**** ENTRIES SHOWN

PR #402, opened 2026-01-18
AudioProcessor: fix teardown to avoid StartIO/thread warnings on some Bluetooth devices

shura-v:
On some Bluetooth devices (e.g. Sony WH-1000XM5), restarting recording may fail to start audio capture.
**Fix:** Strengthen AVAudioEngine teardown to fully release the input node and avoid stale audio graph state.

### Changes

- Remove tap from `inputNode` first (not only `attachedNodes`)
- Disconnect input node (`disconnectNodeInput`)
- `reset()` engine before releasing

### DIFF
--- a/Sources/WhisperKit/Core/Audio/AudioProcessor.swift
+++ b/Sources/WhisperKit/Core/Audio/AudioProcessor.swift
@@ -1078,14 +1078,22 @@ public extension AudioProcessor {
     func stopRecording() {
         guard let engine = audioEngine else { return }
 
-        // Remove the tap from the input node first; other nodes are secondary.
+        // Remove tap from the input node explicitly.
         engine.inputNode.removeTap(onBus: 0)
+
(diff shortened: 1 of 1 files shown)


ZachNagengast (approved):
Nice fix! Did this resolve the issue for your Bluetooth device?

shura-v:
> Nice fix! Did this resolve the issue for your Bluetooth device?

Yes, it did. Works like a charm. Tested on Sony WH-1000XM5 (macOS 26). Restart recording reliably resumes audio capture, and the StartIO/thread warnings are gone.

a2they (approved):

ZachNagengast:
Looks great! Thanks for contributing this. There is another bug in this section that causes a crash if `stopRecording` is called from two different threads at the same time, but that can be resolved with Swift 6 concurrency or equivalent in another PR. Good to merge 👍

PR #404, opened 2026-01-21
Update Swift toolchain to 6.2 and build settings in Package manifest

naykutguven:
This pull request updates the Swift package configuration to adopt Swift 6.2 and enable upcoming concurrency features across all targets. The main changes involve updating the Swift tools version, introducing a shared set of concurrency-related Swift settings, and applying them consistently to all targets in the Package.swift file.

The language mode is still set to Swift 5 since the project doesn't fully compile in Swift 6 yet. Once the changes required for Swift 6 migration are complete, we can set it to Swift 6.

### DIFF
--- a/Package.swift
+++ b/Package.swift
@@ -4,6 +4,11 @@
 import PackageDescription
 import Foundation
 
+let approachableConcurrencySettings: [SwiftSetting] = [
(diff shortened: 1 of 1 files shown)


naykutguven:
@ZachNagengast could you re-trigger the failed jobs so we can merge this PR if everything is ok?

********
**** ENTRIES SHOWN

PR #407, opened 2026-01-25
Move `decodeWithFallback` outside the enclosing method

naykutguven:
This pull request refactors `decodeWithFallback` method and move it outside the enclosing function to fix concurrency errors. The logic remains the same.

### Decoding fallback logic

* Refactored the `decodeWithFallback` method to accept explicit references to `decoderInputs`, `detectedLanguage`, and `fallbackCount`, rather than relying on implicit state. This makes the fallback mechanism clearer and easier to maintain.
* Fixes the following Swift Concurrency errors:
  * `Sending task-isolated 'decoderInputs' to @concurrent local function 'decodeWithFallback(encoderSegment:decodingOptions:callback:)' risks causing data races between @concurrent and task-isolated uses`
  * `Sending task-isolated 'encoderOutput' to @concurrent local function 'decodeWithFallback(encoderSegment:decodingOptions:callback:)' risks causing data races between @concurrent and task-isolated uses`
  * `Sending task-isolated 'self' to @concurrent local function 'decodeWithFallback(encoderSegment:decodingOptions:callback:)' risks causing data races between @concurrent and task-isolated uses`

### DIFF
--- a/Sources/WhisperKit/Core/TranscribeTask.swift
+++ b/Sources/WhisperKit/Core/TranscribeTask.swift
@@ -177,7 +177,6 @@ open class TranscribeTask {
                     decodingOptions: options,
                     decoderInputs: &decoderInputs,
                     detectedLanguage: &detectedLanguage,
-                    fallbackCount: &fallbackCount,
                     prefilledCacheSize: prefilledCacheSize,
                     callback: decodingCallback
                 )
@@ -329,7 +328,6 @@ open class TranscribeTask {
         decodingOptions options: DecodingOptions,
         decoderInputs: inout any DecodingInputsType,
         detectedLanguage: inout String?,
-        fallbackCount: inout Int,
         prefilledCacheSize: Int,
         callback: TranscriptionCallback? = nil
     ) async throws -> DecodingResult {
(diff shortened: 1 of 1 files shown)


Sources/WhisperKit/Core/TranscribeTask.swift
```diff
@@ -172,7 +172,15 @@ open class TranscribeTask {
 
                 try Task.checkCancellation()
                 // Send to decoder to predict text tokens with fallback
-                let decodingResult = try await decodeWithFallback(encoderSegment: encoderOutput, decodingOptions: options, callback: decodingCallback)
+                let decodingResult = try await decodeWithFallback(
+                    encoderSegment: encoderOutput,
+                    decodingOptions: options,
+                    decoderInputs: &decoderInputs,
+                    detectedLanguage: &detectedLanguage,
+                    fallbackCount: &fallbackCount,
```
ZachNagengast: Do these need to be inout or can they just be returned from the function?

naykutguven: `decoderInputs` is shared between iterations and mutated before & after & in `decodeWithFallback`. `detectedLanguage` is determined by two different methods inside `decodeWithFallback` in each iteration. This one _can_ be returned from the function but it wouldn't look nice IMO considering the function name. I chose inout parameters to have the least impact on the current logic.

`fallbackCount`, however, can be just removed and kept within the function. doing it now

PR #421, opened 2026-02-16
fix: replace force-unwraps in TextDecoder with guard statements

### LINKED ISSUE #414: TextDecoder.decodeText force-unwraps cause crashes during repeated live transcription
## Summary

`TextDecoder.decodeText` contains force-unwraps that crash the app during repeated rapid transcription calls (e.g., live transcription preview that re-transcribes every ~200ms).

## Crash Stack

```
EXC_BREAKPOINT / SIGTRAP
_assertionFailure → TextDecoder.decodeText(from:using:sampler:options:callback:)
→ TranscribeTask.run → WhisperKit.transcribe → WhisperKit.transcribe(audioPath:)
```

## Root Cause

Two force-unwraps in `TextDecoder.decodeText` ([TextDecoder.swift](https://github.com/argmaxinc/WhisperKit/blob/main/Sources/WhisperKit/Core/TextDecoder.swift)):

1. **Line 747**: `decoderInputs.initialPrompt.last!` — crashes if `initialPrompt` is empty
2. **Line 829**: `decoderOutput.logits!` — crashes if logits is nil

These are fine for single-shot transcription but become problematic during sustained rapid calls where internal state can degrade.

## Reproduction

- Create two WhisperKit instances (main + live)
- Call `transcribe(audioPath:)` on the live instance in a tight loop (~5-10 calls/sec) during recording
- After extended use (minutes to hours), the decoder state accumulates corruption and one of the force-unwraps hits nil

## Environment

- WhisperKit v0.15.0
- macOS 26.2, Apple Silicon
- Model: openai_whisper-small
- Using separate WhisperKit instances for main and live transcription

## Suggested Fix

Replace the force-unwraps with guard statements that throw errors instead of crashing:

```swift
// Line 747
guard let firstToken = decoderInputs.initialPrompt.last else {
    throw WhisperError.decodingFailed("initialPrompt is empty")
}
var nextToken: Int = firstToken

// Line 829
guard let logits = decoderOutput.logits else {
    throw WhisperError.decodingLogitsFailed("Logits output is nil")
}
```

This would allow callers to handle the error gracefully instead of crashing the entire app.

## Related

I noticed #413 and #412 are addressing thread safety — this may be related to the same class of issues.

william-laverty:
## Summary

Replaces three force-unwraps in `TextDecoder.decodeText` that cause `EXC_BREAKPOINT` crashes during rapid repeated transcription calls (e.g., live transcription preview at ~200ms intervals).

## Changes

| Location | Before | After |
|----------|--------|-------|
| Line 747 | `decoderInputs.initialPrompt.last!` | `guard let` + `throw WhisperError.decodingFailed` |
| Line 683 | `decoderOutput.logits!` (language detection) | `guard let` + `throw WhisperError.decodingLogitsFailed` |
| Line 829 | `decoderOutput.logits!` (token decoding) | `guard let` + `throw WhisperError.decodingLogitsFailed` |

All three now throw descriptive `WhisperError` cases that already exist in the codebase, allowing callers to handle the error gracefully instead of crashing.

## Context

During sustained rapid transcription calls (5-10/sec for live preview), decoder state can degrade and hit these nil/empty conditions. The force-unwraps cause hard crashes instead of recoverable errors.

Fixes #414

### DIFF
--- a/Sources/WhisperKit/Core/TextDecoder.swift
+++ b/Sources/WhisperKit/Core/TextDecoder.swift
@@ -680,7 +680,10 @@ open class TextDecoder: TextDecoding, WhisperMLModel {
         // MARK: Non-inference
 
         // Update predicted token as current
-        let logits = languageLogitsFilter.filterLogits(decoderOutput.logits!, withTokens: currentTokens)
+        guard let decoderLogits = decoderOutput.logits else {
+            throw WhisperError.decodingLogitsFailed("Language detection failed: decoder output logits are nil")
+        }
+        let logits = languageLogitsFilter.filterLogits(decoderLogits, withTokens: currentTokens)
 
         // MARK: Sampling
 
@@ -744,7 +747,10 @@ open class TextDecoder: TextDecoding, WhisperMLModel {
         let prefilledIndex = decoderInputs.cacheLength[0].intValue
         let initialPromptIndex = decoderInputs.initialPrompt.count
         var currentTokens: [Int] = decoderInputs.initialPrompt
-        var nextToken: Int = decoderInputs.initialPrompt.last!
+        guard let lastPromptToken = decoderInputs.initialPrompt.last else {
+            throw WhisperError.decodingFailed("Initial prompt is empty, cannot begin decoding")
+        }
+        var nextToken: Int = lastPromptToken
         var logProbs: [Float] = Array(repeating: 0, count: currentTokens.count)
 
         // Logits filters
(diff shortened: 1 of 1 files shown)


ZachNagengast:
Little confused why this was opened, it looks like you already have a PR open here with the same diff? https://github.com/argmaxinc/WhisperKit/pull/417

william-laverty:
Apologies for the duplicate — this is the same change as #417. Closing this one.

********

INSTRUCTIONS FOR THE TASK> The lines you need are those containing "decodeText"; find them in the records and copy them.

EXERCISE OUTPUT>
### LINKED ISSUE #414: TextDecoder.decodeText force-unwraps cause crashes during repeated live transcription
`TextDecoder.decodeText` contains force-unwraps that crash the app during repeated rapid transcription calls (e.g., live transcription preview that re-transcribes every ~200ms).
_assertionFailure → TextDecoder.decodeText(from:using:sampler:options:callback:)
Two force-unwraps in `TextDecoder.decodeText` ([TextDecoder.swift](https://github.com/argmaxinc/WhisperKit/blob/main/Sources/WhisperKit/Core/TextDecoder.swift)):
Replaces three force-unwraps in `TextDecoder.decodeText` that cause `EXC_BREAKPOINT` crashes during rapid repeated transcription calls (e.g., live transcription preview at ~200ms intervals).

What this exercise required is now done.